OASAS regulates and funds the providers comprising the Northern Tier Coalition and is, in fact, the nation’s
largest and most diverse addiction prevention and treatment system. The Office supervises more than 1,300 local,
community-based chemical dependence treatment programs, such as St. Joseph’s, in Saranac Lake which collectively
serve about 110,000 persons state-wide on any given day in a wide range of comprehensive addiction services.
During her address, the Commissioner spoke passionately about, despite the challenges of constrained budgets,
the imperative to maintain the greatest availability of treatment to the estimated 46,000 men, women, and children
suffering from addiction in the Northern Tier’s service area.
To achieve this objective, the Commissioner cited three specific opportunities: improving access to services,
establishing an even more comprehensive treatment outcome tracking model, and encouraging individual providers
to become creative leaders in generating yet greater efficiencies without an increase in dollars expended.

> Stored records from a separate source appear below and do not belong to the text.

Issue #583, opened 2022-08-30
Request grant at other Open Payments server(s)


wilsonianb:
The backend needs to request a grant to read incoming payments (for all payment pointers, no specific `identifier`) at any other Open Payments server where an incoming payment is the `receiver` of a quote / outgoing payment.

wilsonianb:
Don't query local incoming payments/receiver over http that exist locally, in order to not have manage grants for itself
https://github.com/interledger/rafiki/pull/595#discussion_r969502037

wilsonianb:
- [ ] configure client display info (`name`, `uri`)
https://datatracker.ietf.org/doc/html/draft-ietf-gnap-core-protocol#section-2.3
- [ ] validate interaction finish hash
https://datatracker.ietf.org/doc/html/draft-ietf-gnap-core-protocol#section-12.10

PR #758, opened 2022-11-19
feat(backend): serve jwks.json from client payment pointer

wilsonianb:

- Configure the RS's client payment pointer and serve its jwk (derived from the configured private key)

## Context

- progress toward #583 

## Checklist

- [x] Tests added/updated
- [ ] Documentation added

### DIFF
--- a/packages/backend/src/open_payments/payment_pointer/middleware.ts
+++ b/packages/backend/src/open_payments/payment_pointer/middleware.ts
@@ -5,13 +5,15 @@ export function createPaymentPointerMiddleware() {
     ctx: AppContext,
     next: () => Promise<unknown>
   ): Promise<void> => {
-    const url = `https://${ctx.request.host}/${ctx.params.paymentPointerPath}`
+    ctx.paymentPointerUrl = `https://${ctx.request.host}/${ctx.params.paymentPointerPath}`
     const config = await ctx.container.use('config')
-    if (url !== config.paymentPointerUrl) {
+    if (ctx.paymentPointerUrl !== config.paymentPointerUrl) {
       const paymentPointerService = await ctx.container.use(
         'paymentPointerService'
       )
-      const paymentPointer = await paymentPointerService.getByUrl(url)
+      const paymentPointer = await paymentPointerService.getByUrl(
+        ctx.paymentPointerUrl
+      )
       if (!paymentPointer) {
         ctx.throw(404)
       }
--- a/packages/backend/src/open_payments/payment_pointer/middleware.ts
+++ b/packages/backend/src/open_payments/payment_pointer/middleware.ts
@@ -5,16 +5,18 @@ export function createPaymentPointerMiddleware() {
     ctx: AppContext,
     next: () => Promise<unknown>
   ): Promise<void> => {
-    const paymentPointerService = await ctx.container.use(
-      'paymentPointerService'
-    )
-    const paymentPointer = await paymentPointerService.getByUrl(
-      `https://${ctx.request.host}/${ctx.params.paymentPointerPath}`
-    )
-    if (!paymentPointer) {
-      ctx.throw(404)
+    const url = `https://${ctx.request.host}/${ctx.params.paymentPointerPath}`
+    const config = await ctx.container.use('config')
+    if (url !== config.paymentPointerUrl) {
+      const paymentPointerService = await ctx.container.use(
+        'paymentPointerService'
+      )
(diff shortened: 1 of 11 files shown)


packages/open-payments/src/client/index.ts
```diff
@@ -125,7 +126,8 @@ export const createAuthenticatedClient = async (
     grant: createGrantRoutes({
       axiosInstance,
       openApi: authServerOpenApi,
-      logger
+      logger,
+      client: args.client
```
wilsonianb, line 130: I was going to have `createAuthenticatedClient` query `${client}/jwks.json` to validate that the key with the specified `keyid` is served there, but `backend` calls `createAuthenticatedClient` long before its routes are set up.

mkurapov: Yeah I was thinking you'd possibly get some kind of race condition type behaviour - could add some kind of retry mechanism but gets too complicated for what it's worth. 

 Is there a more straightforward name than `client`? Even just `paymentPointerUrl`? or `clientPaymentPointer`?

packages/backend/src/open_payments/payment_pointer/middleware.ts
```diff
@@ -5,16 +5,18 @@ export function createPaymentPointerMiddleware() {
...
-      'paymentPointerService'
-    )
-    const paymentPointer = await paymentPointerService.getByUrl(
-      `https://${ctx.request.host}/${ctx.params.paymentPointerPath}`
-    )
-    if (!paymentPointer) {
-      ctx.throw(404)
+    const url = `https://${ctx.request.host}/${ctx.params.paymentPointerPath}`
+    const config = await ctx.container.use('config')
+    if (url !== config.paymentPointerUrl) {
```
mkurapov, line 10: In which situations will this equality happen?

wilsonianb: When this is an Open Payments resource request for the RS's own payment pointer, which will now/soon be happening when a separate AS is querying RS's client payment pointer `/jwks.json`

packages/backend/src/paymentPointerKey/routes.ts
```diff
@@ -24,15 +38,22 @@ export async function getKeysByPaymentPointerId(
...
+    )
 
-  ctx.body = {
-    keys: keys.map((key) => key.jwk)
+    ctx.body = {
+      keys: keys.map((key) => key.jwk)
+    }
+  } else if (
+    deps.config.paymentPointerUrl ===
+    `https://${ctx.request.host}/${ctx.params.paymentPointerPath}`
```
mkurapov, line 51: Should this be made into a function we can use across this package? Any function name will also help with the self-commenting of the code IMO

packages/open-payments/src/client/index.ts
```diff
@@ -93,6 +93,7 @@ export interface CreateAuthenticatedClientArgs
   extends CreateUnauthenticatedClientArgs {
```
mkurapov, line 93: Kind of outside the scope of this PR, but I'm a bit confused why TS doesn't complain about
```ts
const axiosInstance = createAxiosInstance({
    privateKey: args.privateKey,
    keyId: args.keyId,
    requestTimeoutMs:
      args?.requestTimeoutMs ?? config.DEFAULT_REQUEST_TIMEOUT_MS
}
```
when privateKey and keyId are optional in `createUnauthenticatedClient`.

mkurapov (dismissed):
Few comments, otherwise LGTM :+1:

packages/backend/src/paymentPointerKey/routes.ts
wilsonianb: I'd like to be able to do this via a `paymentPointerUrl` getter on `AppContext`(?), but I'm struggling to pull it off.

packages/open-payments/src/client/index.ts
wilsonianb: I think this due to
https://github.com/interledger/rafiki/blob/2f17be36bb705e3afbe449d577d380e79e876646/tsconfig.build.json#L28
which was toggled in
- https://github.com/interledger/rafiki/pull/758

@matdehaast @traviscrist Do either of you remember why we disabled strict type checking?

wilsonianb: >If you enable it how many issues does it find?

tbd
- https://github.com/interledger/rafiki/pull/768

One of the Commissioner’s personal goals is to not impose budget cuts across the board, and therefore reduce
services, but for providers to work more innovatively. “You all do great work,” she encouraged, “and we must all
think about creative approaches to expand available resources to maintain services. There’s nothing we can’t do
if we work together. Together, let’s go to the gold standard.”
St. Joseph’s, which operates its Inpatient facility in Saranac Lake, as well as Outpatient clinics in Saranac Lake,
Lake Placid, Ticonderoga, Malone, and Elizabethtown, received a Public Service Award from OASAS for increasing
communitiy knowledge of the field of chemical dependency.